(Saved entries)

PR #1048, opened 2024-10-03
feat: update LLM generators to warn user about model name instead of raising error.

Genesis929:

### DIFF
--- a/bigframes/ml/llm.py
+++ b/bigframes/ml/llm.py
@@ -154,8 +154,11 @@ class PaLM2TextGenerator(base.BaseEstimator):
             )
 
         if self.model_name not in _TEXT_GENERATOR_ENDPOINTS:
-            raise ValueError(
-                f"Model name {self.model_name} is not supported. We only support {', '.join(_TEXT_GENERATOR_ENDPOINTS)}."
+            warnings.warn(
+                f"Model name '{self.model_name}' is not supported. "
+                f"We currently support the following models: {', '.join(_TEXT_GENERATOR_ENDPOINTS)}. "
+                "However, model names can change, and the supported models may be outdated. "
+                "You can try using this model name, but it might result in unexpected errors."
             )
 
         options = {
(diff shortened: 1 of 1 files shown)


bigframes/ml/llm.py
```diff
@@ -154,8 +154,11 @@ def _create_bqml_model(self):
             )
 
         if self.model_name not in _TEXT_GENERATOR_ENDPOINTS:
-            raise ValueError(
-                f"Model name {self.model_name} is not supported. We only support {', '.join(_TEXT_GENERATOR_ENDPOINTS)}."
+            warnings.warn(
+                f"Model name '{self.model_name}' is not supported. "
+                f"We currently support the following models: {', '.join(_TEXT_GENERATOR_ENDPOINTS)}. "
```
shobsi, line 159: Can we say "We currently support" -> "We are currently aware of"

bigframes/ml/llm.py
```diff
@@ -154,8 +154,11 @@ def _create_bqml_model(self):
...
+                "However, model names can change, and the supported models may be outdated. "
+                "You can try using this model name, but it might result in unexpected errors."
```
shobsi, line 161: Can we say "You can try using this model name, but it might result in unexpected errors." -> "You should use this model name only if you are sure that it is supported in BigQuery."

@GarrettWu

bigframes/ml/llm.py
```diff
@@ -484,8 +487,11 @@ def _create_bqml_model(self):
             )
 
         if self.model_name not in _PALM2_EMBEDDING_GENERATOR_ENDPOINTS:
-            raise ValueError(
-                f"Model name {self.model_name} is not supported. We only support {', '.join(_PALM2_EMBEDDING_GENERATOR_ENDPOINTS)}."
+            warnings.warn(
+                f"Model name '{self.model_name}' is not supported. "
+                f"We currently support the following models: {', '.join(_PALM2_EMBEDDING_GENERATOR_ENDPOINTS)}. "
+                "However, model names can change, and the supported models may be outdated. "
```
shobsi, line 493: The last two lines are common, we can define it once as a constant

bigframes/ml/llm.py
Genesis929: Updated. That sounds better, thanks.

bigframes/ml/llm.py
Genesis929: Updated.

bigframes/ml/llm.py
Genesis929: The warning message is updated to be a template.

shobsi (approved):

PR #1051, opened 2024-10-04
chore: implement semantic join

sycai:


bigframes/operations/semantics.py
```diff
@@ -170,9 +167,93 @@ def _make_prompt(self, user_instruction: str, output_instruction: str):
...
+
+        for col in columns:
+            if col in self._df.columns and col in other.columns:
+                raise ValueError(f"Ambiguous column reference: {col}")
+            elif col in self._df.columns:
+                left_columns.append(col)
+            elif col in other.columns:
+                right_columns.append(col)
+            elif col.endswith("_left") and col[: -len("_left")] in self._df.columns:
+                left_columns.append(col)
```
chelsea-lin, line 232: `col` -> `col[: -len("_left")]`? If so, could you please add a test to cover these two lines?

bigframes/operations/semantics.py
```diff
@@ -170,9 +167,93 @@ def _make_prompt(self, user_instruction: str, output_instruction: str):
...
+            elif col.endswith("_right") and col[: -len("_right")] in other.columns:
+                right_columns.append(col)
+            else:
+                raise ValueError(f"Column {col} not found")
+
+        if not left_columns or not right_columns:
```
chelsea-lin, line 238: Please double check, the `left_columns` and `right_columns` is not referred in the `merge` operations.

chelsea-lin (changes requested):

bigframes/operations/semantics.py
sycai: This is intentional for overlapping columns, as they will be appended with "_left" and "_right" suffixes. Otherwise, the semantic filter would complain that the renamed columns are not found.

The self join test should've covered this

bigframes/operations/semantics.py
sycai: Yeah this is intentional. Since we are using cross join, we are simply doing a cartesian product on rows from the two data frames. There's no need to use a join key.

These variables are here to help check that columns from both data frames are referenced.

bigframes/operations/semantics.py
sycai: Plus, they are not used in the join, so the names shouldn't matter :)

bigframes/operations/semantics.py
```diff
@@ -170,9 +167,93 @@ def _make_prompt(self, user_instruction: str, output_instruction: str):
...
+            raise ValueError()
```
chelsea-lin, line 239: nit: please add error message here.

tests/system/large/operations/test_semantics.py
```diff
@@ -160,3 +160,100 @@ def test_map_invalid_model_raise_error():
...
+    )
+
+
+@pytest.mark.parametrize(
+    "instruction",
+    [
+        "No column reference",
+        pytest.param("{city} is in {continent}", id="non_existing_column"),
+        pytest.param("{city} is in {country}", id="ambiguous_column"),
+        pytest.param("{city_left} is in {country}", id="suffix_on_unique_column"),
```
chelsea-lin, line 235: `city_left` didn't raise an error at first according to: https://screenshot.googleplex.com/3bMRpw7BzRNTV6Y

bigframes/operations/semantics.py
chelsea-lin: Got it! Yeah, they're referred by `semantics.filter` API.

bigframes/operations/semantics.py
chelsea-lin: Thanks! After talking offline, the `suffixes` parameter in the `merge` method can rewrite the column name here.

chelsea-lin (approved):
Left 2 small comments. Overall LGTM.

bigframes/operations/semantics.py
sycai: Done.

tests/system/large/operations/test_semantics.py
sycai: Updated the validation logic. Now we can handle this scenario properly.

PR #1054, opened 2024-10-04
chore: add row_limit for text generators

sycai:
This helps prevent unexpected large amount of data being processed by LLM

### DIFF
--- a/bigframes/ml/llm.py
+++ b/bigframes/ml/llm.py
@@ -598,6 +598,8 @@ class TextEmbeddingGenerator(base.BaseEstimator):
         connection_name (str or None):
             Connection to connect with remote service. str of the format <PROJECT_NUMBER/PROJECT_ID>.<LOCATION>.<CONNECTION_ID>.
             If None, use default connection in session context.
+        row_limit (int or None):
+            The maximum number of rows that this model can process.
     """
 
     def __init__(
@@ -608,6 +610,7 @@ class TextEmbeddingGenerator(base.BaseEstimator):
         ] = "text-embedding-004",
         session: Optional[bigframes.Session] = None,
         connection_name: Optional[str] = None,
+        row_limit: Optional[int] = None,
     ):
         self.model_name = model_name
         self.session = session or bpd.get_global_session()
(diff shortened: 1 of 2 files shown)


shobsi:
> This helps prevent unexpected large amount of data being processed by LLM

Is this to server a customer feedback or to support our test infra?

bigframes/ml/llm.py
```diff
@@ -598,6 +598,8 @@ class TextEmbeddingGenerator(base.BaseEstimator):
         connection_name (str or None):
             Connection to connect with remote service. str of the format <PROJECT_NUMBER/PROJECT_ID>.<LOCATION>.<CONNECTION_ID>.
             If None, use default connection in session context.
+        row_limit (int or None):
```
chelsea-lin, line 601: nit: `max_cols`, which is used in other pandas methods.

bigframes/ml/llm.py
```diff
@@ -598,6 +598,8 @@ class TextEmbeddingGenerator(base.BaseEstimator):
...
+            The maximum number of rows that this model can process.
```
chelsea-lin, line 602: nit: `The maximum number of rows that this model can process per call`. The model can be called multiple times.

chelsea-lin (approved):
LGTM with 2 nit comments.

bigframes/ml/llm.py
sycai: SG!

bigframes/ml/llm.py
sycai: Done

bigframes/ml/llm.py
```diff
@@ -598,8 +598,8 @@ class TextEmbeddingGenerator(base.BaseEstimator):
         connection_name (str or None):
             Connection to connect with remote service. str of the format <PROJECT_NUMBER/PROJECT_ID>.<LOCATION>.<CONNECTION_ID>.
             If None, use default connection in session context.
-        row_limit (int or None):
-            The maximum number of rows that this model can process.
+        max_rows (int or None):
+            The maximum number of rows that this model can process per call.
```
TrevorBergeron, line 602: My feeling is this is better as a bigframes-wide setting. Alternatively, if we are just focusing on sem-join cardinality explosion, we can apply a narrow limit just for that case

chelsea-lin:
Added `do not merge` for further API reviewing.

PR #1055, opened 2024-10-05
refactor: Introduce slice op to model array slicing

TrevorBergeron:


bigframes/core/rewrite.py
```diff
@@ -381,3 +383,169 @@ def common_selection_root(
...
+    if start or ((start is not None) and step < 0):
+        if start > 0 and step > 0:
+            start_cond = ops.ge_op.as_expr(forward_offsets, scalar_exprs.const(start))
+        elif start > 0 and step < 0:
+            start_cond = ops.le_op.as_expr(forward_offsets, scalar_exprs.const(start))
+        elif start < 0 and step > 0:
+            start_cond = ops.le_op.as_expr(
+                reverse_offsets, scalar_exprs.const(-start - 1)
+            )
+        elif start < 0 and step < 0:
```
shobsi, line 514: maybe leave this as `else #start < 0 and step < 0:` for readabaility, I needed to look through the conditions to be sure that `start_cond` is guaranteed to be defined at line 518

same for `stop` and `step`

bigframes/core/__init__.py
```diff
@@ -229,6 +225,23 @@ def order_by(self, by: Sequence[OrderingExpression]) -> ArrayValue:
     def reversed(self) -> ArrayValue:
         return ArrayValue(nodes.ReversedNode(child=self.node))
 
+    def slice(
+        self, start: Optional[int], stop: Optional[int], step: Optional[int]
+    ) -> ArrayValue:
+        if self.node.order_ambiguous and not (self.session._strictly_ordered):
+            warnings.warn(
+                "Window ordering may be ambiguous, this can cause unstable results.",
```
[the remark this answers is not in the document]
TrevorBergeron: Not really - all slice operations address some aspect of the total ordering, which may not be stable under partial ordering. The only case where it may not be worth warning is a pure reverse slice (df[::-1]) where offsets aren't being addressed.

bigframes/core/rewrite.py
shobsi: Thanks!

shobsi (approved):

PR #1057, opened 2024-10-07
feat: support array output in `remote_function`

shobsi:
  - `remote_function`: screen/5rMtCZVaUYKdqxP
  - `Series.apply`: screen/9HkKMuWxMvbbPgf 
  - `DataFrame.apply`: screen/BoXH9A7d4hGpETu

Fixes internal issue 298876217	 🦕


bigframes/session/__init__.py
```diff
@@ -1365,6 +1373,12 @@ def read_gbq_function(
                 Whether the function is a row processor. This is set to True
                 for a function which receives an entire row of a DataFrame as
                 a pandas Series.
+            output_type (type, default None):
+                Python type equivalent to the BigQuery return type. This is used
+                to coerce the return value of the BigQuery function to BigFrames
+                type. For example, if the BigQuery function returns a JSON
+                serialized array of integers such as "[1, 2, 3]", then user can
+                set `output_type=list[int]` to read it as array of integers [1, 2, 3].
```
TrevorBergeron, line 1381: I don't know if this makes sense for existing bq functions. Its more helpful for local python functions where the output type is otherwise ambiguous. Users should call astype or similar methods to explicitly coerce the result.

bigframes/series.py
```diff
@@ -1501,6 +1501,18 @@ def apply(
...
+        # string form
+        if bigframes.dtypes.is_array_like(func.output_dtype):
+            import bigframes.bigquery as bbq
+
+            result_dtype = bigframes.dtypes.arrow_dtype_to_bigframes_dtype(
+                func.output_dtype.pyarrow_dtype.value_type
+            )
+            result_series = bbq.json_extract_string_array(
+                result_series, value_dtype=result_dtype
+            )
```
TrevorBergeron, line 1514: would really rather we do this at a lower level

bigframes/session/__init__.py
shobsi: The place where it would be useful is reading back an remote function that was created using bigframes.  When they used it then their code didn't have to call astype, so we want to give them a way to have that code continue to work after reading back. The test `test_df_apply_axis_1_array_output` captures this usecase.

bigframes/functions/remote_function.py
```diff
@@ -198,9 +201,26 @@ def func(*bigframes_args, **bigframes_kwargs):
         )
     func.input_dtypes = tuple(function_input_dtypes)  # type: ignore
 
+    # set output bigframes data types
+    ibis_output_type = ibis_signature.output_type
+    if output_type is not None:
+        if not isinstance(ibis_signature.output_type, ibis.expr.datatypes.String):
+            raise TypeError(
```
shobsi, line 208: @tswast mentioned offline: "I would find that to be pretty annoying as a user. Better to make sure it matches and maybe warn that it's not necessary"

bigframes/session/__init__.py
shobsi: Remove this param in the latest change, PTAL

bigframes/functions/remote_function.py
shobsi: Removed output_type from read_gbq_function, PTAL

bigframes/dataframe.py
```diff
@@ -3956,6 +3956,19 @@ def apply(self, func, *, axis=0, args: typing.Tuple = (), **kwargs):
                     ops.NaryRemoteFunctionOp(func=func), series_list[1:]
                 )
             result_series.name = None
+
+            # if the output is an array, reconstruct it from the json serialized
+            # string form
+            if bigframes.dtypes.is_array_like(func.output_dtype):
```
TrevorBergeron, line 3962: Do we actually handle any array-like dtype?

bigframes/series.py
```diff
@@ -1513,6 +1513,18 @@ def apply(
             ops.RemoteFunctionOp(func=func, apply_on_null=True)
         )
 
+        # if the output is an array, reconstruct it from the json serialized
+        # string form
+        if bigframes.dtypes.is_array_like(func.output_dtype):
```
TrevorBergeron, line 1518: seems the code within this block assume not just array_like, but specifically that it is a pyarrow list_ type

bigframes/functions/_utils.py
```diff
@@ -202,13 +205,73 @@ def ibis_signature_from_python_signature(
...
+    except (TypeError, json.decoder.JSONDecodeError):
+        return None
+
+    try:
+        output_type = metadata_dict["value"]["python_output_type"]
+    except KeyError:
+        return None
+
+    try:
+        python_output_type = eval(output_type)
```
TrevorBergeron, line 245: `eval` always makes me a bit uncomfortable - can we do this in a more constrained way?

bigframes/functions/_utils.py
```diff
@@ -202,13 +205,73 @@ def ibis_signature_from_python_signature(
...
+    # Let's keep the actual metadata inside one level of nesting so that in
+    # future we can use a top level key "version" (parallel to "value"), so that
+    # "value" can be interpreted according to the "version". Absence of
+    # "version" should be interpreted as default version.
+    inner_metadata = {}
+    if python_output_type:
+        if typing.get_origin(python_output_type) is list:
+            python_output_type_ser = repr(python_output_type)
+        else:
+            python_output_type_ser = python_output_type.__name__
```
TrevorBergeron, line 262: shoudl we bother with non-list types right now?

bigframes/series.py
shobsi: That's exactly what the `array_like` implementation checks? https://github.com/googleapis/python-bigquery-dataframes/blob/5a2731bda8b2e9ea54bf582f823acdb6153dbb8f/bigframes/dtypes.py#L301-L304

bigframes/functions/_utils.py
shobsi: removed eval in the latest patch, PTAL

bigframes/functions/_utils.py
shobsi: throwing error for non-array and not-supported-array types in the latest patch, PTAL

bigframes/series.py
TrevorBergeron: eh, probably fine then, I don't really see array_like definition expanding anytime soon

TrevorBergeron (approved):

PR #1121, opened 2024-10-29
chore: test fix.

Genesis929:


chelsea-lin (approved):

tests/system/small/test_session.py
```diff
@@ -399,7 +399,7 @@ def test_read_gbq_twice_with_same_timestamp(session, penguins_table_id):
 )
 def test_read_gbq_on_linked_dataset_warns(session, source_table):
     with warnings.catch_warnings(record=True) as warned:
-        session.read_gbq(source_table)
+        session.read_gbq(source_table, use_cache=False)
```
shobsi, line 402: Do we know why a cached read will trigger one extra warning?

Genesis929: If a table is read multiple times in the same session, there will be warning messages except for the first read. And there are two tests that involves reading this table, most likely in the same session. That I think is the cause.

PR #1132, opened 2024-11-05
fix: dataframe fillna with scalar.

Genesis929:

### DIFF
--- a/bigframes/dataframe.py
+++ b/bigframes/dataframe.py
@@ -752,7 +752,10 @@ class DataFrame(vendored_pandas_frame.DataFrame):
         )
 
     def _apply_scalar_binop(
-        self, other: float | int | bool | str, op: ops.BinaryOp, reverse: bool = False
+        self,
+        other: bigframes.dtypes.LOCAL_SCALAR_TYPE,
+        op: ops.BinaryOp,
+        reverse: bool = False,
     ) -> DataFrame:
         if reverse:
             expr = op.as_expr(
--- a/bigframes/dataframe.py
+++ b/bigframes/dataframe.py
@@ -734,7 +734,7 @@ class DataFrame(vendored_pandas_frame.DataFrame):
         how: str = "outer",
         reverse: bool = False,
     ):
-        if isinstance(other, (float, int, bool)):
+        if isinstance(other, (float, int, bool, str)):
             return self._apply_scalar_binop(other, op, reverse=reverse)
         elif isinstance(other, DataFrame):
             return self._apply_dataframe_binop(other, op, how=how, reverse=reverse)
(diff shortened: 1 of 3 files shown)


chelsea-lin (approved):
LGTM overall with a nit question:
If I understand correctly, before this Pull Request, using `fillna` with a string scalar would result in a `NotImplemented` error. If that's the case, perhaps the title should start with `feat:` instead of `fix:`?

bigframes/dataframe.py
```diff
@@ -734,7 +734,7 @@ def _apply_binop(
         how: str = "outer",
         reverse: bool = False,
     ):
-        if isinstance(other, (float, int, bool)):
```
TrevorBergeron, line 737: I feel like just adding another type here is a narrow fix - what we really want to do is determine - is this type interpretable as a supported scalar. This could include datatime objects, decimal, etc as well. We should probably have a single definition of this somewhere

TrevorBergeron (changes requested):

bigframes/dataframe.py
Genesis929: Added a LOCAL_SCALAR_TYPES constant, all types are from infer_literal_type function, should be supported.

bigframes/dataframe.py
```diff
@@ -752,7 +752,7 @@ def _apply_binop(
         )
 
     def _apply_scalar_binop(
-        self, other: float | int, op: ops.BinaryOp, reverse: bool = False
+        self, other: float | int | bool | str, op: ops.BinaryOp, reverse: bool = False
```
shobsi, line 755: SHould we use `bigframes.dtypes.LOCAL_SCALAR_TYPES` here too?

tests/system/small/test_dataframe.py
```diff
@@ -1020,13 +1020,20 @@ def test_df_interpolate(scalars_dfs):
     )
 
 
-def test_df_fillna(scalars_dfs):
+@pytest.mark.parametrize(
```
shobsi, line 1023: Let's add the customer usecase of filling "None" as a test

Genesis929: That should be the same as filling "A" I assume?

shobsi: fair enough!

bigframes/dataframe.py
Genesis929: Updated, added a new constant for annotation.

bigframes/dtypes.py
```diff
@@ -59,6 +59,25 @@
...
+    str,
+    np.str_,
+    bytes,
+    np.bytes_,
+    datetime.datetime,
+    pd.Timestamp,
+    datetime.date,
+    datetime.time,
+]
+LOCAL_SCALAR_TYPES = typing.get_args(LOCAL_SCALAR_TYPE)
```
TrevorBergeron, line 79: I have a feeling we will just give up at a certain point as we add more types

TrevorBergeron (approved):

PR #1138, opened 2024-11-07
fix: exclude index columns from model fitting processes.

Genesis929:

### DIFF
--- a/bigframes/ml/core.py
+++ b/bigframes/ml/core.py
@@ -307,11 +307,12 @@ class BqmlModelFactory:
         # Cache dataframes to make sure base table is not a snapshot
         # cached dataframe creates a full copy, never uses snapshot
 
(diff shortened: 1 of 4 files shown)


bigframes/ml/core.py
```diff
@@ -307,9 +307,11 @@ def create_model(
         # Cache dataframes to make sure base table is not a snapshot
         # cached dataframe creates a full copy, never uses snapshot
         if y_train is None:
-            input_data = X_train.cache()
+            input_data = X_train.reset_index(drop=True).cache()
```
GarrettWu, line 310: To be consistent, we may also want to drop index for other "create_model" methods. Even though those don't matter (as they only select specific column(s) to fit.

GarrettWu (approved):

PR #1139, opened 2024-11-07
feat!: Enable reading JSON data with `dbjson` extension dtype

chelsea-lin:
feat!: Enable reading JSON data with dbjson extension dtype (#1139)

This change updates how we handle JSON data types read from BigQuery.

Previously, BigQuery JSON types were treated as generic large strings within our system.  To improve accuracy and functionality, we now map them to a dedicated JSON data type (`db_dtypes.JSONType` or `db_dtypes.JSONArrowType` for pyarrow).

While this provides a more appropriate representation of JSON data, it's important to note that this feature is still in preview and may evolve.

Release-As: 1.34.0

- [X] Fixes internal issue 377764399 

Fixes internal issue 377764399 🦕


tswast (commented):
Very cool!

Let's make sure we mark this as a "breaking change" in our release notes (https://github.com/googleapis/release-please/blob/main/README.md#how-should-i-write-my-commits)

Since it's a breaking change for a preview feature, we shouldn't bump to 2.0 though. Let's use the `Release-As` footer in the commit message to make sure we do a 1.x release. https://github.com/googleapis/release-please/blob/main/README.md#how-do-i-change-the-version-number

tests/system/small/bigquery/test_json.py
```diff
@@ -203,14 +239,6 @@ def test_json_extract_string_array_w_invalid_series_type():
         bbq.json_extract_string_array(bpd.Series([1, 2]))
 
 
-# b/381148539
-def test_json_in_struct():
-    df = bpd.read_gbq(
-        "SELECT STRUCT(JSON '{\\\"a\\\": 1}' AS data, 1 AS number) as struct_col"
-    )
-    assert df["struct_col"].struct.field("data")[0] == '{"a":1}'
```
tswast, line 211: Should we keep / update this test, instead? I'd like to make sure we avoid regressions since I believe this was added to make sure we can work with some AI/ML/ObjectRef features.

tests/system/small/test_dataframe_io.py
```diff
@@ -247,23 +249,145 @@ def test_to_pandas_array_struct_correct_result(session):
...
+    pd_df = pd.DataFrame(
+        {"json_col": [{"bar": True, "foo": 10}]},
+        dtype=db_dtypes.JSONDtype(),
+    )
+    pd_df.index = pd_df.index.astype("Int64")
+    pd.testing.assert_series_equal(result.dtypes, pd_df.dtypes)
+    pd.testing.assert_series_equal(result["json_col"], pd_df["json_col"])
+
+
+def test_load_json_in_struct(session):
```
tswast, line 308: Perhaps this replaces the above test? If so, please add a docstring indicating this is a regression test for issue 381148539.

```suggestion
def test_load_json_in_struct(session):
    """Avoid regressions for internal issue 381148539."""
```

tswast (approved):

tests/system/small/bigquery/test_json.py
chelsea-lin: Yes, I moved this test to [test_dataframe_io.py](https://github.com/googleapis/python-bigquery-dataframes/pull/1139/files#diff-96483e6374e43da926825afbb4d140a7e74cc2188cf02f0a3205bb1c2d3e99cf). Also add similar tests for both `struct` and `array`

PR #1142, opened 2024-11-11
docs: add snippet for creating boosted tree model

rey-esp:


samples/snippets/classification_boosted_tree_model_test.py
```diff
@@ -39,4 +39,27 @@ def test_boosted_tree_model(random_model_id: str) -> None:
     )
     del input_data["functional_weight"]
     # [END bigquery_dataframes_bqml_boosted_tree_prepare]
+    # [START bigquery_dataframes_bqml_boosted_tree_create]
+    # from sklearn.ensemble import GradientBoostingClassifier
+    import bigframes.ml.linear_model
+
+    # input_data is defined in an earlier step.
+    training_data = input_data[input_data["dataframe"] == "training"]
```
tswast, line 47: No action needed, but something to consider for future: it would be nice to update the `prepare` section above to work without referencing an index (e.g. when ordering mode = "partial").

We have a few options, but the easiest will be to start with a string column and add `(True, "training")` as the last in the list of cases.

Aside: we have an issue open (349926559) to allow selecting _any_ column in the dataframe (such as `functional_weight`, which would be a natural choice in this example) even if its a different type, so long as a `True` (default) case is provided.

samples/snippets/classification_boosted_tree_model_test.py
```diff
@@ -39,4 +39,27 @@ def test_boosted_tree_model(random_model_id: str) -> None:
...
+    X = training_data.drop(columns=["income_bracket", "dataframe"])
+    y = training_data["income_bracket"]
```
tswast, line 49: Presumably you ran this code sample and it worked OK? I remember we had some bugs where `y` had to be a DataFrame not a Series in past, so just double-checking.

samples/snippets/classification_boosted_tree_model_test.py
```diff
@@ -39,4 +39,27 @@ def test_boosted_tree_model(random_model_id: str) -> None:
...
+
+    # create and train the model
+    census_model = bigframes.ml.linear_model.LogisticRegression(
+        # model_type="BOOSTED_TREE_CLASSIFIER",
+        # booster_type="gbtree",
+        max_iterations=50,
+    )
```
tswast, line 56: I don't think we should be doing `LogisticRegression` here. In the SQL we do use `model_type='BOOSTED_TREE_CLASSIFIER'`, but in BigQuery DataFrames we normally use separate Python classes to represent the different model types.

A few ways to discover which class to use:

* Search our [code for `BOOSTED_TREE_CLASSIFIER`](https://github.com/search?q=repo%3Agoogleapis%2Fpython-bigquery-dataframes%20BOOSTED_TREE_CLASSIFIER&type=code)
* Google search for [boosted trees BigFrames](https://www.google.com/search?q=boosted+trees+bigframes)

These should give you some strong hints as to which class to use instead.

tswast (changes requested):

samples/snippets/classification_boosted_tree_model_test.py
rey-esp: The code sample seems to run! Not sure if I did it right so here's the colab: https://colab.sandbox.google.com/drive/10jA6zSRiptXWrTkCcmyCT_sYBjLqGJx0?resourcekey=0-0TrIkmDzAJw_F6ONFikwaA#scrollTo=wU367u1SAj3Y

samples/snippets/classification_boosted_tree_model_test.py
tswast: Copying this from an internal comment I made for visibility:

Just like scikit-learn, it's one of the "ensemble" methods: [https://cloud.google.com/python/docs/reference/bigframes/latest/bigframes.ml.ensemble](https://www.google.com/url?q=https://cloud.google.com/python/docs/reference/bigframes/latest/bigframes.ml.ensemble&sa=D&source=docs&ust=1731968708166884&usg=AOvVaw2y30ZNkl2x1T5ip52wSzNr)

Normally we try to use the scikit-learn class names too, but I think we may have added this class before GradientBoostingClassifier as in scikit-learn

tswast (approved):

PR #1148, opened 2024-11-12
fix: unordered mode too many labels issue.

Genesis929:

### DIFF
--- a/bigframes/session/executor.py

- [Your assignment] When a line of the records holds the word "constant", copy that line.

- [Solution for this problem]
shobsi, line 493: The last two lines are common, we can define it once as a constant
Genesis929: Added a LOCAL_SCALAR_TYPES constant, all types are from infer_literal_type function, should be supported.
Genesis929: Updated, added a new constant for annotation.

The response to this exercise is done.